И однажды снова в Палестине мы будем танцевать в отеле California на голом каменном полу моей кухни в Бирзейте. И вы будете стоять позади меня, держа веревки качелей, которые вы построили рядом с моими лимонными деревьями. И мы будем наблюдать за мерцающими огнями Рамаллы и спорить о том, как далеко все это на самом деле. А утром мы отправимся на такси обратно в Аль-Манару, где ведут все дороги, соединяющие город высот Бога с Наблусом и Иерусалимом. И мы еще раз пойдем к вашему дому в Аль-Бире, и я обниму вашу мать, отца и брата. Мы будем танцевать на балконе, Лети ко мне на Луну. Однажды эти вещи никогда не изменятся.

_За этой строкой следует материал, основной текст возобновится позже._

PR #105, opened 2026-08-04
Make the WE prebuilt installer tests actually run, and fix the dead skip path they were written to catch

### LINKED ISSUE #91: test_wallpaperengine_prebuilt.py never runs: pytest-style file invoked as a plain script, so the suite is always green
`dots/.config/quickshell/imi/tests/run_tests.sh:314` runs the Wallpaper Engine prebuilt installer tests like every other Python test in the suite:

```sh
echo "Running Wallpaper Engine prebuilt installer tests..."
if ! python3 "$SCRIPT_DIR/test_wallpaperengine_prebuilt.py"; then
```

But `tests/test_wallpaperengine_prebuilt.py` is written for **pytest**, not as a script: its seven checks are module-level `def test_*(tmp_path)` functions taking pytest's `tmp_path` fixture, and the file has no `if __name__ == "__main__"` block and no calls at the bottom. Running it with plain `python3` defines the functions, executes nothing, and exits 0.

Verified: `python3 test_wallpaperengine_prebuilt.py` → `RC=0`, no output. It is the **only** `test_*.py` in `tests/` without a `__main__` runner, and the only one that uses `tmp_path`; every other file in the directory self-runs.

### What breaks

- The step is permanently green regardless of the installer's behaviour.
- `.github/workflows/tests.yml` runs `run_tests.sh` on every push to `main` and every PR, and installs only Qt6 packages — no pytest — so nothing anywhere in CI executes these tests.
- `test_prebuilt_happy_path` asserts `r.returncode == 0` and would have caught #90 (the prebuilt path aborts with `lib_dir: unbound variable` and exits 1) the moment it was written. The one path that cannot be exercised in production is also the one path with no working test.

### Fix shape

Either add a `__main__` block that calls each test with a `tempfile.mkdtemp()` path (matching the convention the rest of the directory already uses), or install pytest in CI and invoke it via `python3 -m pytest`. The former keeps `run_tests.sh` dependency-free.

**Severity: high.** Not a user-visible bug, but it silently voids the only coverage of the install path that runs on other people's machines, and it demonstrably let a critical defect ship.

XephyLon:
## Describe your changes

Closes #91.

`tests/test_wallpaperengine_prebuilt.py` was written for pytest — seven module-level `def test_*(tmp_path)` functions, no `__main__` block — but `run_tests.sh` invokes every Python check as `python3 <file>`. It defined its functions, called none of them, and exited 0. pytest is not installed in CI, so nothing anywhere has ever executed these assertions.

Making them run immediately surfaced a real bug, which is the second commit here.

**`up_to_date` could never return 0.** `write_stamp` records three fields (`ref`, binary, lib dir); `up_to_date` read them into two variables. bash's `read` assigns every remaining field to the last name, so `bin` held `"<binary> <libdir>"` as one string — never a path to an executable, so `[[ -x "$bin" ]]` could not pass. The skip was dead: **every re-run of the installer went through a full `try_prebuilt` or source build**, which for anyone without a prebuilt release is the 5–40 minute recompile the stamp exists to avoid, on every update, including ones that did not move `WE_REF`. It hid because the code on the far side of the gate is correct — the main block already reads three fields — so it never looked like a broken conditional, only like a slow installer.

Three commits, kept separate: the installer fix, the test conversion, and the CI dependency.

### What the tests now pin

Nine cases, up from seven. Two are new: that each stamp field is recoverable *on its own* (the property that actually broke — "the stamp has three fields" would not have caught it, since the writer was always correct), and that taking the skip still rewrites the wrapper (deliberate behaviour with its own regression history — a wrapper-only fix could not reach an existing install, which is how an `LD_LIBRARY_PATH` leak survived an update).

`test_stale_stamp_ref_does_not_skip` was rewritten because it did not test what it claimed — see the PR comment for how that was found.

### Verification

Every assertion was proven by mutation: nine separate breakages of `4.wallpaperengine.sh`, each confirmed to turn the file red, each reverted. Full suite green at **260 passed, 0 failed** before each commit. Details in the comment below.

Ready to review. Not merged, nothing tagged, no release cut, `WE_REF` and `SDDM_REF` untouched.

Two things worth a maintainer's eye, both called out in the comment: the installer fix is a behaviour change beyond the issue's stated scope (it was required to make the tests pass), and `CONTRIBUTING.md` points at a `tests/README.md` that does not exist in the repo.

### DIFF
--- a/.github/workflows/tests.yml
+++ b/.github/workflows/tests.yml
@@ -17,7 +17,17 @@ jobs:
         run: |
           sudo apt-get update
           sudo apt-get install -y qt6-declarative-dev qml6-module-qttest qml6-module-qtquick qml6-module-qtqml qml6-module-qtquick-controls qml6-module-qtquick-layouts qml6-module-qtqml-workerscript qml6-module-qtquick-window
-      
+
+      # zstd builds the fixture release tarballs in
+      # test_wallpaperengine_prebuilt.py and extracts them in the installer under
+      # test. It is preinstalled on ubuntu-latest, so this is belt-and-braces -
+      # but that file spent its whole life reporting success without running
+      # anything, and it now refuses to pass when the tool is absent rather than
+      # quietly covering nothing. Naming the dependency keeps a future runner
+      # image change from turning that refusal into a mystery red build.
+      - name: Install release-fixture tooling
+        run: sudo apt-get install -y zstd
+
       - name: Run Tests
         env:
           QT_QPA_PLATFORM: offscreen
--- a/dots/.config/quickshell/imi/tests/test_wallpaperengine_prebuilt.py
+++ b/dots/.config/quickshell/imi/tests/test_wallpaperengine_prebuilt.py
@@ -207,6 +207,27 @@ class WallpaperEnginePrebuiltTest(unittest.TestCase):
         self.assertTrue(pathlib.Path(lib).is_dir(),
                         f"stamp field 3 is not a directory on its own: {lib!r}")
 
+    def test_a_stamp_naming_a_missing_binary_does_not_skip(self):
+        # up_to_date tests `-x` on the recorded binary because a matching ref
+        # does not prove the build output survived: a cleared cache dir, a
+        # pruned tmpfs or a manual rm all leave a current-looking stamp pointing
+        # at nothing. Skip on that and the wrapper is rewritten to exec a file
+        # that is not there, so the install reports success and the breakage
+        # surfaces later, at shell start. Deleting the `-x` line passed every
+        # other case in this file.
+        make_release(self.rel)
+        self.assertEqual(self.run_installer().returncode, 0)
+        binary = pathlib.Path(self.stamp.read_text().split()[1])
+        self.assertTrue(binary.exists(), "nothing recorded to delete")
+        binary.unlink()
+        # The fixture stays put, unlike the skip tests above: this run is
+        # *supposed* to reinstall, so it needs something to reinstall from.
+        r = self.run_installer()
+        self.assertEqual(r.returncode, 0, r.stderr)
+        self.assertNotIn("skipping", self.out(r),
+                         "stamp ref matched but its binary was gone, and the install skipped anyway")
+        self.assertTrue(binary.exists(), "the missing binary was not reinstalled")
+
     def test_skip_path_still_refreshes_the_wrapper(self):
         # The skip guards the expensive fetch/build, NOT the wrapper. A
         # wrapper-only fix has to reach an existing install, and once did not:
--- a/dots/.config/quickshell/imi/tests/test_wallpaperengine_prebuilt.py
+++ b/dots/.config/quickshell/imi/tests/test_wallpaperengine_prebuilt.py
@@ -107,6 +107,18 @@ class WallpaperEnginePrebuiltTest(unittest.TestCase):
         return subprocess.run(["bash", str(SH)], env=self.env(**extra),
                               capture_output=True, text=True, timeout=300)
 
+    def fake_pacman(self, qt_version):
+        # The host-Qt gate reads `pacman -Q qt6-base`. Off Arch there is no
+        # pacman, host_qt comes back empty and the whole comparison
+        # short-circuits - so without this stub that gate is unreachable and any
+        # test claiming to cover it would be passing vacuously.
+        bindir = self.tmp / "fakebin"
+        bindir.mkdir(exist_ok=True)
+        p = bindir / "pacman"
+        p.write_text(f'#!/bin/sh\n[ "$1" = "-Q" ] && echo "qt6-base {qt_version}"\n')
+        p.chmod(0o755)
+        return str(bindir) + os.pathsep + os.environ.get("PATH", "")
+
     @staticmethod
     def out(r):
         return (r.stdout + r.stderr).lower()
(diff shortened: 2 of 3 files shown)


XephyLon:
## What was wrong, confirmed before changing anything

`python3 test_wallpaperengine_prebuilt.py` → `RC=0`, no output. In the pre-change suite log the step is two adjacent lines:

```
Running Wallpaper Engine prebuilt installer tests...
Running keybind cheatsheet parser tests...
```

Banner, then the next step. Nine function definitions, zero calls, exit 0.

Six of the seven original tests passed once forced to run. **The seventh did not**, and it found a live bug.

## The bug the dead test was written to catch

`write_stamp` records three fields — ref, binary, lib dir. `up_to_date` read them into two names:

```sh
read -r ref bin < "$STAMP_FILE"   # bin == "/…/quickshell /…/lib"
```

bash's `read` puts every remaining field into the last variable, so `bin` held both paths as one string. That is never a path to an executable, so `[[ -x "$bin" ]]` could not pass and **`up_to_date` could never return 0**. Demonstrated directly:

```
read -r ref bin      -> bin='/cache/bin/quickshell /cache/lib'   -> -x FAILS
read -r ref bin lib  -> bin='/cache/bin/quickshell'              -> -x OK
```

The skip was dead. Every re-run went through `try_prebuilt` or a full `source_build` — for anyone without a prebuilt release, the 5–40 minute recompile the stamp exists to prevent, on every update, including ones that never moved `WE_REF`. It hid because the main block already does `read -r _stamp_ref _stamp_bin _stamp_lib`; the code past the gate was correct, so this never read as a broken conditional, only as a slow installer.

## What the tests now pin

Eleven cases, up from seven, `unittest.TestCase` + `unittest.main()` per CONTRIBUTING.md — no new dependency.

| test | pins |
|---|---|
| `test_prebuilt_happy_path` | valid release installs, wrapper lands in the prefix |
| `test_tamper_falls_back` | checksum mismatch declines **and installs nothing** |
| `test_arch_mismatch_falls_back` | manifest `arch` gate fires on its own, without help from the filename |
| `test_smoke_failure_falls_back` | a binary that fails `--version` is not installed |
| `test_host_qt_older_than_build_qt_falls_back` | `qt_min` > host qt6-base declines |
| `test_host_qt_new_enough_installs` | an adequate host Qt is still accepted |
| `test_second_run_skips_when_up_to_date` | the skip fires, and needs no release fixture to do it |
| `test_stamp_fields_are_individually_recoverable` | each stamp field is usable **alone** |
| `test_skip_path_still_refreshes_the_wrapper` | taking the skip still rewrites the wrapper |
| `test_force_rebuild_overrides_skip` | `WE_FORCE_REBUILD` beats a matching stamp |
| `test_stale_stamp_ref_does_not_skip` | a ref mismatch declines the skip |

Three deserve explanation.

**`test_stamp_fields_are_individually_recoverable`** asserts field 2 is executable and field 3 is a directory *on their own*. Asserting "the stamp has three fields" would not have caught this bug — the writer was always correct; the reader folded two fields into one.

**`test_skip_path_still_refreshes_the_wrapper`** pins deliberate behaviour with its own regression history (a wrapper-only fix could not reach an existing install, which is how an `LD_LIBRARY_PATH` leak survived an update and a restart). Nothing held it in place.

**`test_stale_stamp_ref_does_not_skip` was rewritten because it did not test what it claimed** — and I only know that because mutation 7 below initially *survived*. The old version wrote a stale stamp into a fresh prefix, so `up_to_date` bailed on the missing-`$PREFIX/bin/quickshell` check and never reached the ref comparison. Deleting that comparison from the script entirely left the test green. It now installs first and rewrites only the ref, so the comparison is the sole gate that can decline.

The `qt_min` gate had the same defect waiting: it reads `pacman -Q qt6-base`, so off Arch `host_qt` is empty and the comparison short-circuits. On ubuntu-latest a test written the obvious way would have passed without evaluating anything. Both Qt cases stub `pacman` onto `PATH` so the gate is genuinely reached.

## Mutations

Each one breaks the subject script, runs the file, and is reverted. Control: clean tree passes.

| # | mutation to `4.wallpaperengine.sh` | suite | killed by |
|---|---|---|---|
| 1 | `read -r ref bin lib` → `read -r ref bin` (restore the bug) | **FAILED** | `second_run_skips`, `skip_path_still_refreshes` |
| 2 | checksum gate → `if false` | **FAILED** | `tamper_falls_back` |
| 3 | manifest-arch gate line deleted | **FAILED** | `arch_mismatch_falls_back` |
| 4 | smoke-test gate → `if false` | **FAILED** | `smoke_failure_falls_back` |
| 5 | `install_wrapper "$qs_bin" "$lib"` → `:` | **FAILED** | `prebuilt_happy_path` +4 |
| 6 | `WE_FORCE_REBUILD` line deleted | **FAILED** | `force_rebuild_overrides_skip` |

Однажды мы не будем арабами, мусульманами, израильтянами или евреями. Мы не будем врагами или другими - мы все оттуда и все вернемся. Однажды мы будем привязаны не к манипулируемым идеологиям государств и политизированных верований, а к нашему общему человечеству и вере в каждое из наших существ. Однажды мы не будем терпеть, но обниматься. Однажды, когда нас не разделят стены и границы, а также барьеры и контрольно-пропускные пункты.
Однажды мы будем не реалистами, а идеалистами. Забота не о том, что есть, а о том, что должно быть. И нет слов, чтобы описать нас, Алаа. В дороге нет ничего секретного, кроме тебя и меня.